● **About this exercise**
Your job is to retype the whole listing exactly.

● **Data for this task**

PR #1160, opened 2016-05-16
Add Traverse type class instance for Free.Source

Atry:


Atry:
Hi @xuwei-k ,

The type class itself works for me. Unfortunately, when I use this type class, I experienced some unapply error:

> Implicit not found: scalaz.Unapply[scalaz.Foldable, scalaz.Free[[β](String, β),Unit]]. Unable to unapply type `scalaz.Free[[β](String, β),Unit]` into a type constructor of kind `M[_]` that is classified by the type class `scalaz.Foldable`. Check that the type class is defined by compiling `implicitly[scalaz.Foldable[type constructor]]` and review the implicits in object Unapply, which only cover common type 'shapes.'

● **Result below**
PR #1160, opened 2016-05-16
Add Traverse type class instance for Free.Source

Atry:


Atry:
Hi @xuwei-k ,

The type class itself works for me. Unfortunately, when I use this type class, I experienced some unapply error:

> Implicit not found: scalaz.Unapply[scalaz.Foldable, scalaz.Free[[β](String, β),Unit]]. Unable to unapply type `scalaz.Free[[β](String, β),Unit]` into a type constructor of kind `M[_]` that is classified by the type class `scalaz.Foldable`. Check that the type class is defined by compiling `implicitly[scalaz.Foldable[type constructor]]` and review the implicits in object Unapply, which only cover common type 'shapes.'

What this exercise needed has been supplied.